RECORD SET START

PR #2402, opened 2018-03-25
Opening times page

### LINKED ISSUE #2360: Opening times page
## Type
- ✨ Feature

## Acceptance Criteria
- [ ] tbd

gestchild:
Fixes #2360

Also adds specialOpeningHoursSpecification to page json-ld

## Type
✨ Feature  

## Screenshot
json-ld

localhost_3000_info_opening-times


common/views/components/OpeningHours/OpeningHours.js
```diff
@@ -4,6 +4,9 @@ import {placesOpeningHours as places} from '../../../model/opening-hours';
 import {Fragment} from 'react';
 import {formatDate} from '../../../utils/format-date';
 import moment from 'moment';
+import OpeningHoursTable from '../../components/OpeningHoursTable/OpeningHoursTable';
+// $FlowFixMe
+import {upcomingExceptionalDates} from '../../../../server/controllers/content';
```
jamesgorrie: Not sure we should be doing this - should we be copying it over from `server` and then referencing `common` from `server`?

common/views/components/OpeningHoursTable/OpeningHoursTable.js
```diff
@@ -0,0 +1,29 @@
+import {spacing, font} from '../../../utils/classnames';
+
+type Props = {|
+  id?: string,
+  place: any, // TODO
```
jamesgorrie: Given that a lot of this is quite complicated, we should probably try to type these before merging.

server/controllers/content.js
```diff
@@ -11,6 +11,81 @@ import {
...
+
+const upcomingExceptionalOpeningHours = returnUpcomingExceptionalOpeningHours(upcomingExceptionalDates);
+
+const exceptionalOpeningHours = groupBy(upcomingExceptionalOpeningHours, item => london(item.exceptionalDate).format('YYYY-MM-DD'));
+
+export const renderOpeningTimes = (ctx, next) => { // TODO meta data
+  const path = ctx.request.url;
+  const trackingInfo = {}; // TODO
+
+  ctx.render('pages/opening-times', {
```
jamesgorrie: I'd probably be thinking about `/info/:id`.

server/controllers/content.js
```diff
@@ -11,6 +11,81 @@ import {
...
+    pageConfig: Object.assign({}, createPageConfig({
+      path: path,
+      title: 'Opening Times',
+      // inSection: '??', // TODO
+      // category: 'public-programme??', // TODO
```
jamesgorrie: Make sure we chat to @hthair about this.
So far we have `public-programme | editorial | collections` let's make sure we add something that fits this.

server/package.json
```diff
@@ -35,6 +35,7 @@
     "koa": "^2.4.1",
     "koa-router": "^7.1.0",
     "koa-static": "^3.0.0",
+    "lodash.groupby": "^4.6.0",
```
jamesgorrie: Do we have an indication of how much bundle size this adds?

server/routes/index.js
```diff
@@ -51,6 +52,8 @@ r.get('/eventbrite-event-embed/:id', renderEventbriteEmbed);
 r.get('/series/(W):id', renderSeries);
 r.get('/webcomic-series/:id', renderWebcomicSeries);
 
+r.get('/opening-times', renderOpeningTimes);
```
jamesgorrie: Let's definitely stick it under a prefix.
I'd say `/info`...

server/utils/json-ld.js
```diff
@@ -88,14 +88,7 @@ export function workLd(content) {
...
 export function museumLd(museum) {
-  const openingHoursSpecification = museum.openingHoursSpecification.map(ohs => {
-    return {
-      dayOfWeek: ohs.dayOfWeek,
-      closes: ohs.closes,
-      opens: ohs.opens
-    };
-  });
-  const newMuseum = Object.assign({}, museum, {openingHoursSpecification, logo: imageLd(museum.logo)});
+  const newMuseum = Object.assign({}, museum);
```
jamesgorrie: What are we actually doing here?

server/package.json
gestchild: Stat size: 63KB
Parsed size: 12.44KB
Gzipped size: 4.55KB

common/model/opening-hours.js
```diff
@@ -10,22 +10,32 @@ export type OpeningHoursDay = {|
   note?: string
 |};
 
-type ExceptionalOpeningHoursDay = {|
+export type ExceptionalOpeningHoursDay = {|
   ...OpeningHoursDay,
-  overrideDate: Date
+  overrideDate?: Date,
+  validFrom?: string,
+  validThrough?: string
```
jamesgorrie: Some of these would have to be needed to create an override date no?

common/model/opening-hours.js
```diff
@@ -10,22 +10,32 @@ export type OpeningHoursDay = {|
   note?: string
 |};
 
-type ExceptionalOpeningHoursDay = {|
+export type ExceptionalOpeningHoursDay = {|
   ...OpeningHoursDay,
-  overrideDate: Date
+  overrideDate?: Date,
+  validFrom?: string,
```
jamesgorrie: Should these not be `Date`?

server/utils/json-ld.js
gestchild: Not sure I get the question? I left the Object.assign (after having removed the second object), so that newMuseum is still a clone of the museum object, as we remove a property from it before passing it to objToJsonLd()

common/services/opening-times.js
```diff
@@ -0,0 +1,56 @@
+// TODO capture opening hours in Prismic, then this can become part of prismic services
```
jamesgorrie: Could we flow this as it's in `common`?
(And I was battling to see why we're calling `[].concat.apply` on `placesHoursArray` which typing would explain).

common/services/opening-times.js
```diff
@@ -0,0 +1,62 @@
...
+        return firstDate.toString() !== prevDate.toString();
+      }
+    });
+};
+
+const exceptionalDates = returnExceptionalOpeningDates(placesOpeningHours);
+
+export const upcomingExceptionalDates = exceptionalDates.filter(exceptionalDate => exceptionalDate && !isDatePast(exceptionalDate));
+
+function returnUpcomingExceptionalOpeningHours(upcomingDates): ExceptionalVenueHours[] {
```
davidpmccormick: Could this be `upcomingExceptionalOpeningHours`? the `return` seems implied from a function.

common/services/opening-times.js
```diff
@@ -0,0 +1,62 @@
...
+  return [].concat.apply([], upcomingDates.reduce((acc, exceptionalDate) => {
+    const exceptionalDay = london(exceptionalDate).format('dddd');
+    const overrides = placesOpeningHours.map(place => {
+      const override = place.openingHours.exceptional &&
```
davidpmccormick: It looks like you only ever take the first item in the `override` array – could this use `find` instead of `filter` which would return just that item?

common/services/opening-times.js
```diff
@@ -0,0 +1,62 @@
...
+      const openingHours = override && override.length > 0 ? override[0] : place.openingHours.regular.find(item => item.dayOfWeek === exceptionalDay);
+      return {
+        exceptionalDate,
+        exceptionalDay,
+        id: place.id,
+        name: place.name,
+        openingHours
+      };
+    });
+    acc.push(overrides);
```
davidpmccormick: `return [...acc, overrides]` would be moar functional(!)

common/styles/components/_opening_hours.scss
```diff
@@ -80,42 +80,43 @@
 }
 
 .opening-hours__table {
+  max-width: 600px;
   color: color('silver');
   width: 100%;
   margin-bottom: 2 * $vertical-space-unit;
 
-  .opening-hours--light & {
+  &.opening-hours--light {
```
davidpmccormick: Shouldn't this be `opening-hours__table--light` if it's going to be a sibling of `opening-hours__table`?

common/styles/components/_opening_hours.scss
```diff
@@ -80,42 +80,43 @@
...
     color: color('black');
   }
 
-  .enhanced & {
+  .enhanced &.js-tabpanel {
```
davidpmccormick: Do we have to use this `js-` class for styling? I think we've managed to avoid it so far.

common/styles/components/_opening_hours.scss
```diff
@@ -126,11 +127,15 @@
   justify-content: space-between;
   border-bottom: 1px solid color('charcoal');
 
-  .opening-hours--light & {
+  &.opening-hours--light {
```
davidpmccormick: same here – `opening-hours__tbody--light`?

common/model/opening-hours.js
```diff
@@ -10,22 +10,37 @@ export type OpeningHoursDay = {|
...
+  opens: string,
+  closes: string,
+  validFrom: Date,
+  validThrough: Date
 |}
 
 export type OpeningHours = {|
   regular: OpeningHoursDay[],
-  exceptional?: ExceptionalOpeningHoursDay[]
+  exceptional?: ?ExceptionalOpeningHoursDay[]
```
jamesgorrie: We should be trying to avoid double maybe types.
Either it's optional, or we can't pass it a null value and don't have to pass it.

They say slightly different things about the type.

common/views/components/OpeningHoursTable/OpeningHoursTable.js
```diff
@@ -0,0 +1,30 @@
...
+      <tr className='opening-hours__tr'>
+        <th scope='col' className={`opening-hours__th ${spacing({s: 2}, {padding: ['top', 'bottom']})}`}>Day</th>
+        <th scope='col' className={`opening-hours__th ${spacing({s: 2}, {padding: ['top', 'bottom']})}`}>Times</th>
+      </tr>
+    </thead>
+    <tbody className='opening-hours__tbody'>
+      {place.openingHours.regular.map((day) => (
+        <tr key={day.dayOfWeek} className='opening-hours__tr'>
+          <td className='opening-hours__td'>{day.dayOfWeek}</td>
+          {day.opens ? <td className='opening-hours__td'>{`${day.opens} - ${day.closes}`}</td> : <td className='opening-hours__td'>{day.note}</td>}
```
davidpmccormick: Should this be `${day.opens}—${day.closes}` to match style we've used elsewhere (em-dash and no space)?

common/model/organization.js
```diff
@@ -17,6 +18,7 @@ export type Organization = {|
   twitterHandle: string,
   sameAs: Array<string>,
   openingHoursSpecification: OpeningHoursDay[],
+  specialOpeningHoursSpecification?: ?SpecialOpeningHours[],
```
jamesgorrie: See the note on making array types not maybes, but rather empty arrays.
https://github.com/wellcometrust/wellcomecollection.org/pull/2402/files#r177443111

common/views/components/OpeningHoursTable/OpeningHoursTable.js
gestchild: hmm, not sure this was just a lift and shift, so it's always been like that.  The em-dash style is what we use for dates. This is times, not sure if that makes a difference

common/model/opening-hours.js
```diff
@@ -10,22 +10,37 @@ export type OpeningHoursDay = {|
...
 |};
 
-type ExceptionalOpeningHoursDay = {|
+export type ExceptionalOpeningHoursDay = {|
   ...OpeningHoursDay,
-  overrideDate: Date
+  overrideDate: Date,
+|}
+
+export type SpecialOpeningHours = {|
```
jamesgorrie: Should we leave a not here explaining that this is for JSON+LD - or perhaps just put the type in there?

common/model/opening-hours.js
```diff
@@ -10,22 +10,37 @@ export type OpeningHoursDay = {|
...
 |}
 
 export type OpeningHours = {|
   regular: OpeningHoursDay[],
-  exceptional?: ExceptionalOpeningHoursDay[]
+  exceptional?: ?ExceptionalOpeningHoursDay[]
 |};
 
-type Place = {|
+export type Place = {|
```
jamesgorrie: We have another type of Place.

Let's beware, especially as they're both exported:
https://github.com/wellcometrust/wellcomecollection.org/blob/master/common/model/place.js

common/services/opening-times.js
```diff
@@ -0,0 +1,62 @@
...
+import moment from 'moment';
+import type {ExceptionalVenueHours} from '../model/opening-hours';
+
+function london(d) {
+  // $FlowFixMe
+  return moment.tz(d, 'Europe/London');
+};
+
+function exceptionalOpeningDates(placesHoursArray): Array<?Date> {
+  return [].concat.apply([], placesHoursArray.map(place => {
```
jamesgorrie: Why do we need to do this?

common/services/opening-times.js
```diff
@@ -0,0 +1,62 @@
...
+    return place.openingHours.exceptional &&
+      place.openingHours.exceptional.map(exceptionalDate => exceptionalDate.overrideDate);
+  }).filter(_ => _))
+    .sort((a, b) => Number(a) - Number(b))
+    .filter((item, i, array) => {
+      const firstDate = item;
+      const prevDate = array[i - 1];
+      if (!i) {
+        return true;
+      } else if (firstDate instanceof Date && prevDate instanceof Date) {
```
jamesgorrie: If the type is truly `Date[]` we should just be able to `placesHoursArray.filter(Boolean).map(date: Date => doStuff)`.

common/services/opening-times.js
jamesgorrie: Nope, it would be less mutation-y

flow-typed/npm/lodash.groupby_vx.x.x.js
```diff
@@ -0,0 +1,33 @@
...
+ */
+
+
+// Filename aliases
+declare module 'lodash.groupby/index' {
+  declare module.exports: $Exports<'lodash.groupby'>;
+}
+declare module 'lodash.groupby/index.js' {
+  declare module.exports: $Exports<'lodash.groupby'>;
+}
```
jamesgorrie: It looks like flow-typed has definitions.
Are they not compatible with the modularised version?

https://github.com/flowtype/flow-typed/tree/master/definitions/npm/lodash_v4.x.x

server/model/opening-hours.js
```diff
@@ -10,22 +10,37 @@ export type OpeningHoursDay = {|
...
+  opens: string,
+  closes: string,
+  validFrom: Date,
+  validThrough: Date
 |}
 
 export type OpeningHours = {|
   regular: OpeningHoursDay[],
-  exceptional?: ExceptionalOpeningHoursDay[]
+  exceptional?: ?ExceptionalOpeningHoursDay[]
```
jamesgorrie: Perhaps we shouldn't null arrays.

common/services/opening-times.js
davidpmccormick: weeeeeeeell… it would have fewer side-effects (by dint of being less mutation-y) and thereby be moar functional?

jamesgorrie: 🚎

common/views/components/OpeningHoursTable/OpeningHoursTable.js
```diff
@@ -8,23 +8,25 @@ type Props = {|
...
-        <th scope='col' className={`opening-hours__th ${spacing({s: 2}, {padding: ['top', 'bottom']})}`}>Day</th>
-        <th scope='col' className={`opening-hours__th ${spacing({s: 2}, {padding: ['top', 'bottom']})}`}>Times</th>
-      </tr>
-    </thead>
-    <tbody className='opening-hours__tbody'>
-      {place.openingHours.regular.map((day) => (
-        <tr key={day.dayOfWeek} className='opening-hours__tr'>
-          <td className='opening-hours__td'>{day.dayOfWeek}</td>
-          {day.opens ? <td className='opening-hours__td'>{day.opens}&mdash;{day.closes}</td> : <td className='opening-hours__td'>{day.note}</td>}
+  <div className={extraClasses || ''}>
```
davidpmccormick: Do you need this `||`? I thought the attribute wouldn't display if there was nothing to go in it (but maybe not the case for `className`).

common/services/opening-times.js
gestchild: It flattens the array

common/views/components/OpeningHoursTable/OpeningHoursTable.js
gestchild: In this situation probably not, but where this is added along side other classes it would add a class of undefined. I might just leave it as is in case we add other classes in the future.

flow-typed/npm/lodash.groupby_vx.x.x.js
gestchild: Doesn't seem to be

RECORD SET END

Copy out only the lines running from the beginning of the data to the line with "localhost_3000_info_opening-times", both ends included.

> [WRITTEN ANSWER]
PR #2402, opened 2018-03-25
Opening times page

### LINKED ISSUE #2360: Opening times page
## Type
- ✨ Feature

## Acceptance Criteria
- [ ] tbd

gestchild:
Fixes #2360

Also adds specialOpeningHoursSpecification to page json-ld

## Type
✨ Feature  

## Screenshot
json-ld

localhost_3000_info_opening-times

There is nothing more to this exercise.